The data>
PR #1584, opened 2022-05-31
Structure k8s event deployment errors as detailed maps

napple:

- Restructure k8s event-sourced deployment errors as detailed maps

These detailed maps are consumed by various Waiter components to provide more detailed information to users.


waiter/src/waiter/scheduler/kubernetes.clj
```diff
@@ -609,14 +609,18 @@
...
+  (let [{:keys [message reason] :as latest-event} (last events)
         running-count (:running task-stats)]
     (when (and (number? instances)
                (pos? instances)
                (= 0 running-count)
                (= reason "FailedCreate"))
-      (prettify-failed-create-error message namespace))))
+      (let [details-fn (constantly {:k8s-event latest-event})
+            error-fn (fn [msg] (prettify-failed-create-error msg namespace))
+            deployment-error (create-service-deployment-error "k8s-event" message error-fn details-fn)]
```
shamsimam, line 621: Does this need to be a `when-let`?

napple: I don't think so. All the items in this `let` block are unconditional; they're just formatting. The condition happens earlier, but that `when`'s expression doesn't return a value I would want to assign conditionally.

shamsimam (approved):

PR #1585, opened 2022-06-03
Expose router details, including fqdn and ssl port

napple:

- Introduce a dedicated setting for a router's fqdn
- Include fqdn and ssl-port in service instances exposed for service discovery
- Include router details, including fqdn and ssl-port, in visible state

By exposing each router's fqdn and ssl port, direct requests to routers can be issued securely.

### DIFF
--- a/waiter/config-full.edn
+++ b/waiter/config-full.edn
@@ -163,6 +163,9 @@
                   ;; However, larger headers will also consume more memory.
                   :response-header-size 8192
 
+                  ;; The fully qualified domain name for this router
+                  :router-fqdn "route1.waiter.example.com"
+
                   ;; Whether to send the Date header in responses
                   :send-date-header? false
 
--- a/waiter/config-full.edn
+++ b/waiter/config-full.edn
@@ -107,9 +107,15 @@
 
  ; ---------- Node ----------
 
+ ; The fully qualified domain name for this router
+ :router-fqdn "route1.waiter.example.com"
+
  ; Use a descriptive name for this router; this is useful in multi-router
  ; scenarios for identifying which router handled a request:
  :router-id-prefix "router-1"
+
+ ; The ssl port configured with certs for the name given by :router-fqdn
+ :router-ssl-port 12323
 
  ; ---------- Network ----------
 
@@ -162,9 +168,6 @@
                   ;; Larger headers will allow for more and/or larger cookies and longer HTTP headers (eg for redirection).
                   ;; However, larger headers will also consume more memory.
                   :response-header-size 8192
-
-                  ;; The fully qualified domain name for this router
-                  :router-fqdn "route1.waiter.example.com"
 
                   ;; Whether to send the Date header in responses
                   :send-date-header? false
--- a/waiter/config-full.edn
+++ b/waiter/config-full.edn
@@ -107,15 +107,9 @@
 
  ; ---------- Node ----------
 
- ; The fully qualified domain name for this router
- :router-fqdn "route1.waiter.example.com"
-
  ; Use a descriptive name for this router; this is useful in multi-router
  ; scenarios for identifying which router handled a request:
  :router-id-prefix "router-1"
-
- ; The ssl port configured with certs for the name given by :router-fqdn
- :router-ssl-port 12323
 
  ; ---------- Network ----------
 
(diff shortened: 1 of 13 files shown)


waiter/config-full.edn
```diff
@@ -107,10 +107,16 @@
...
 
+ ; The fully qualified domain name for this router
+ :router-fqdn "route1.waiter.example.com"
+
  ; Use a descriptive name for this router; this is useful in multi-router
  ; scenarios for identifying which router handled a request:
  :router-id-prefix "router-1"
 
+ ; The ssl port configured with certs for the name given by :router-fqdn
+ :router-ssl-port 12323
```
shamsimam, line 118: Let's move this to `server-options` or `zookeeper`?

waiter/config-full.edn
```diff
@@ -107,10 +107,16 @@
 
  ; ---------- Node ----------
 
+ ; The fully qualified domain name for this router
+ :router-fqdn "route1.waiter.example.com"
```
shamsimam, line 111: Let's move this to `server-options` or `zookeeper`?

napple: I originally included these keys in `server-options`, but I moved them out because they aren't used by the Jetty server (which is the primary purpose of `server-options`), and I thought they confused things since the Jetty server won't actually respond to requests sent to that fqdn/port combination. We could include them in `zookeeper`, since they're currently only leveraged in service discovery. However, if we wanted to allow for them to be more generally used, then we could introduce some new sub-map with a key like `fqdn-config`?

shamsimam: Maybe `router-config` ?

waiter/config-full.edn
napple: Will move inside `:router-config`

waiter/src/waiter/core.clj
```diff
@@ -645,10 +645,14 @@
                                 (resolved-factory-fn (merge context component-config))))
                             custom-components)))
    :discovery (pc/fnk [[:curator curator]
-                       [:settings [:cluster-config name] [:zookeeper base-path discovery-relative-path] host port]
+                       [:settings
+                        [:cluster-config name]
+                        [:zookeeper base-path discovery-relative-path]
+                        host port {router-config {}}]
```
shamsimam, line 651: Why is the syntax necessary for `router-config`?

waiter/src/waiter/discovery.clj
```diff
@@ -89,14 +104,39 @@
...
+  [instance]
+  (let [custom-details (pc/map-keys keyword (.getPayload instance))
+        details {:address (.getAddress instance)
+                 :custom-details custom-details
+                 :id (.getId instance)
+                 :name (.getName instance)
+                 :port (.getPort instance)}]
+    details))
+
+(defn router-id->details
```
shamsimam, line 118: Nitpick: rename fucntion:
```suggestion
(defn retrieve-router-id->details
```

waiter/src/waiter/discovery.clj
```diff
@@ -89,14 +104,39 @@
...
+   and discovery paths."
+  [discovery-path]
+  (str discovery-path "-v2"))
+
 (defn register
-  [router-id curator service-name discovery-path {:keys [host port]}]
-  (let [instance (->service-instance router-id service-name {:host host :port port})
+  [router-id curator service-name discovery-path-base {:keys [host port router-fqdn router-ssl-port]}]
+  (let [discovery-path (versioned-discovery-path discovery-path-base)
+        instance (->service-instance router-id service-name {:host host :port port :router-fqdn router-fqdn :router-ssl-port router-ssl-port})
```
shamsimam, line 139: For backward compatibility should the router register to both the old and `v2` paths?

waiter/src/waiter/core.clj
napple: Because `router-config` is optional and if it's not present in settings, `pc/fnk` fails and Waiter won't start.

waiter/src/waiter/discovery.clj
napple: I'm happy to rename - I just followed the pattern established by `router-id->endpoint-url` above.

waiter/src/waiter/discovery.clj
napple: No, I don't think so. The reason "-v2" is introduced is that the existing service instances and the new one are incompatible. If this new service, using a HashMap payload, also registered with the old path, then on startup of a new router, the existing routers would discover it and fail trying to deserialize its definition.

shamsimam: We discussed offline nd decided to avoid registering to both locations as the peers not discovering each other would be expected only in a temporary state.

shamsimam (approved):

Problem> In the material above, how many lines include the string "rename"? Please reply with the number only.

Completed task> 2